* _About this task_
Repeat each record word for word. Leave nothing out.

-------- Supplied data

PR #1447, opened 2024-07-31
Redshift data sharing - Cluster encryption guardrails and information

dlpzx:
### Feature or Bugfix
- Feature
 TO BE MERGED AFTER https://github.com/data-dot-all/dataall/pull/1424 and after #1449 

### Detail

This PR is part of the design explained in detail in #955 
- Add check that verifies the Redshift cluster imported is encrypted before creating a redshift connection
- Store the Redshift encryption type in the redshift-connection table. This is needed because Redshift datashares only work between namespaces that use the same encryption type
- In the migration script and in the db model of the redshift-connection table we add the columns encryptionType and connectionType. ConnectionType is not needed in this particular PR, but it will be needed in the next PR. It is added to simplify the migration scripts

### Relates
- #955 - Sharing part

### Security
Please answer the questions below briefly where applicable, or write `N/A`. Based on
[OWASP 10](https://owasp.org/Top10/en/).

- Does this PR introduce or modify any input fields or queries - this includes
fetching data from storage outside the application (e.g. a database, an S3 bucket)?
  - Is the input sanitized?
  - What precautions are you taking before deserializing the data you consume?
  - Is injection prevented by parametrizing queries?
  - Have you ensured no `eval` or similar functions are used?
- Does this PR introduce any functionality or component that requires authorization?
  - How have you ensured it respects the existing AuthN/AuthZ mechanisms?
  - Are you logging failed auth attempts?
- Are you using or adding any cryptographic features?
  - Do you use a standard proven implementations?
  - Are the used keys controlled by the customer? Where are they stored?
- Are you introducing any new policies/roles/users?
  - Have you used the least-privilege principle? How?

By submitting this pull request, I confirm that my contribution is made under the terms of the Apache 2.0 license.

PR #1451, opened 2024-08-02
Redshift data sharing - Redshift connection types and namespace Id

dlpzx:
### Feature or Bugfix
- Feature

⚠️ Needs to be merged after #1447 

### Detail
Complete design in https://github.com/data-dot-all/dataall/issues/955. This particular PR is part of the redshift dataset sharing implementation. 

To be able to do sharing, the dataset namespace and the consumer namespace need to be accessible by data.all. For this reason we introduce the concept of types of connections. When opening a share request, the datasets that can be shared are only those whose namespace has an admin connection + the requester redshift role will be selected from a list of namespaces with admin connections.

In addition, this PR adds the namespaceId in the RDS database for both serverless and provisioned clusters, as it is very handy information when working with datashares

### Relates
- #955 

### Security

  - Is the input sanitized?


dlpzx:
Testing:
- UI changes render a nice table in Environments > Connections 
- Add new Connection of Data_User type
- Add a new Connection of Admin type
- Add a new connection of provisioned cluster populates the namespaceId

Screenshot 2024-08-02 at 11 06 54

backend/dataall/modules/redshift_datasets/cdk/pivot_role_redshift_policy.py
```diff
@@ -7,6 +7,7 @@
 from dataall.core.environment.cdk.pivot_role_stack import PivotRoleStatementSet
 from dataall.modules.redshift_datasets.db.redshift_connection_repositories import RedshiftConnectionRepository
 from dataall.modules.redshift_datasets.aws.redshift_serverless import redshift_serverless_client
+from dataall.modules.redshift_datasets.services.redshift_enums import RedshiftConnectionTypes
```
noah-paige, line 10: nit: remove unused import

backend/dataall/modules/redshift_datasets/services/redshift_connection_service.py
```diff
@@ -57,6 +57,11 @@ def create_redshift_connection(uri, admin_group, data: dict) -> RedshiftConnecti
             RedshiftConnectionService._check_redshift_connection(
                 account_id=environment.AwsAccountId, region=environment.region, connection=connection
             )
+            if connection.redshiftType == RedshiftType.Cluster.value:
```
noah-paige, line 60: nit: for provisioned redshift cluster connections we call boto3 api `describe_cluster()` 3 times:
- _check_redshift_connection
- get_cluster_namespaceId
- _get_redshift_encryption

Maybe can optimize - but also the service methods support both serverless and cluster connections so may be a bit less straightforward

noah-paige (approved):
tested and able to select connection type and shows on FE properly

left optional comments - approving as is

noah-paige:
@dlpzx can you provide a list of tests you ahve performed on this PR

For me I tried testing the sharing of datasets but ran into some issues on share approval:

- For Redshift Serverless
    - `ERROR: You cannot share datashare with a namespace in a different account.`
    - Not sure why this is but I do see a step in [AWS Docs](https://docs.aws.amazon.com/redshift/latest/dg/producer-cluster-admin.html) first granting share access to AWS Account (which I am not sure we have that step in our process share approach)
    - I may also be very off base on the above but curious how you have been testing b/c possibly my set up is wrong

- For Redshift Cluster
     - `ERROR: CREATE DATASHARE is not enabled.`
     - After some debugging I believe this is because I need a ra3 type instance for my redshift cluster but could you confirm / let's make sure to make note of this in some form of documentation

----------------

* _Answer_
PR #1447, opened 2024-07-31
Redshift data sharing - Cluster encryption guardrails and information

dlpzx:
### Feature or Bugfix
- Feature
 TO BE MERGED AFTER https://github.com/data-dot-all/dataall/pull/1424 and after #1449 

### Detail

This PR is part of the design explained in detail in #955 
- Add check that verifies the Redshift cluster imported is encrypted before creating a redshift connection
- Store the Redshift encryption type in the redshift-connection table. This is needed because Redshift datashares only work between namespaces that use the same encryption type
- In the migration script and in the db model of the redshift-connection table we add the columns encryptionType and connectionType. ConnectionType is not needed in this particular PR, but it will be needed in the next PR. It is added to simplify the migration scripts

### Relates
- #955 - Sharing part

### Security
Please answer the questions below briefly where applicable, or write `N/A`. Based on
[OWASP 10](https://owasp.org/Top10/en/).

- Does this PR introduce or modify any input fields or queries - this includes
fetching data from storage outside the application (e.g. a database, an S3 bucket)?
  - Is the input sanitized?
  - What precautions are you taking before deserializing the data you consume?
  - Is injection prevented by parametrizing queries?
  - Have you ensured no `eval` or similar functions are used?
- Does this PR introduce any functionality or component that requires authorization?
  - How have you ensured it respects the existing AuthN/AuthZ mechanisms?
  - Are you logging failed auth attempts?
- Are you using or adding any cryptographic features?
  - Do you use a standard proven implementations?
  - Are the used keys controlled by the customer? Where are they stored?
- Are you introducing any new policies/roles/users?
  - Have you used the least-privilege principle? How?

By submitting this pull request, I confirm that my contribution is made under the terms of the Apache 2.0 license.

PR #1451, opened 2024-08-02
Redshift data sharing - Redshift connection types and namespace Id

dlpzx:
### Feature or Bugfix
- Feature

⚠️ Needs to be merged after #1447 

### Detail
Complete design in https://github.com/data-dot-all/dataall/issues/955. This particular PR is part of the redshift dataset sharing implementation. 

To be able to do sharing, the dataset namespace and the consumer namespace need to be accessible by data.all. For this reason we introduce the concept of types of connections. When opening a share request, the datasets that can be shared are only those whose namespace has an admin connection + the requester redshift role will be selected from a list of namespaces with admin connections.

In addition, this PR adds the namespaceId in the RDS database for both serverless and provisioned clusters, as it is very handy information when working with datashares

### Relates
- #955 

### Security

  - Is the input sanitized?


dlpzx:
Testing:
- UI changes render a nice table in Environments > Connections 
- Add new Connection of Data_User type
- Add a new Connection of Admin type
- Add a new connection of provisioned cluster populates the namespaceId

Screenshot 2024-08-02 at 11 06 54

backend/dataall/modules/redshift_datasets/cdk/pivot_role_redshift_policy.py
```diff
@@ -7,6 +7,7 @@
 from dataall.core.environment.cdk.pivot_role_stack import PivotRoleStatementSet
 from dataall.modules.redshift_datasets.db.redshift_connection_repositories import RedshiftConnectionRepository
 from dataall.modules.redshift_datasets.aws.redshift_serverless import redshift_serverless_client
+from dataall.modules.redshift_datasets.services.redshift_enums import RedshiftConnectionTypes
```
noah-paige, line 10: nit: remove unused import

backend/dataall/modules/redshift_datasets/services/redshift_connection_service.py
```diff
@@ -57,6 +57,11 @@ def create_redshift_connection(uri, admin_group, data: dict) -> RedshiftConnecti
             RedshiftConnectionService._check_redshift_connection(
                 account_id=environment.AwsAccountId, region=environment.region, connection=connection
             )
+            if connection.redshiftType == RedshiftType.Cluster.value:
```
noah-paige, line 60: nit: for provisioned redshift cluster connections we call boto3 api `describe_cluster()` 3 times:
- _check_redshift_connection
- get_cluster_namespaceId
- _get_redshift_encryption

Maybe can optimize - but also the service methods support both serverless and cluster connections so may be a bit less straightforward

noah-paige (approved):
tested and able to select connection type and shows on FE properly

left optional comments - approving as is

noah-paige:
@dlpzx can you provide a list of tests you ahve performed on this PR

For me I tried testing the sharing of datasets but ran into some issues on share approval:

- For Redshift Serverless
    - `ERROR: You cannot share datashare with a namespace in a different account.`
    - Not sure why this is but I do see a step in [AWS Docs](https://docs.aws.amazon.com/redshift/latest/dg/producer-cluster-admin.html) first granting share access to AWS Account (which I am not sure we have that step in our process share approach)
    - I may also be very off base on the above but curious how you have been testing b/c possibly my set up is wrong

- For Redshift Cluster
     - `ERROR: CREATE DATASHARE is not enabled.`
     - After some debugging I believe this is because I need a ra3 type instance for my redshift cluster but could you confirm / let's make sure to make note of this in some form of documentation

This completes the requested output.